At the open Friday, U.S. stocks were mostly stable, with the S&P 500 and Nasdaq Composite holding near their historic highs, fueled by a postelection rally and the Federal Reserve's recent rate cut. These two indexes continue to benefit from the optimism around the anticipated pro-growth policies of President-elect Donald Trump and hopes for deregulation.

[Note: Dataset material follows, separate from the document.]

PR #759, opened 2022-11-12
Update codeql.yml

XhmikosR:


XhmikosR:
@Kreeg it seems there's a new CodeQL issue, but I'm not 100% convinced is correct. Feel free to tackle this later (it will show in the Security repo tab).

  • S&P 500: Up approximately 4.3% for the week.
  • Dow Jones: Increasing by nearly 4%, marking its best week since November 2023.
  • Nasdaq Composite: Leading with a 5.6% gain, thanks to strong performance in the tech sector.

Conclusion

This week has been notable for U.S. markets, driven by a historic postelection rally and investor optimism surrounding Trump’s anticipated domestic growth policies. The S&P 500, Dow Jones, and Nasdaq Composite are on track for their best weekly gains in nearly a year, as investors anticipate potential deregulation and favorable tax policies under a Republican administration. However, concerns about inflation risks tied to proposed tariffs and the growing federal deficit are beginning to emerge, with the Fed maintaining caution regarding further rate cuts.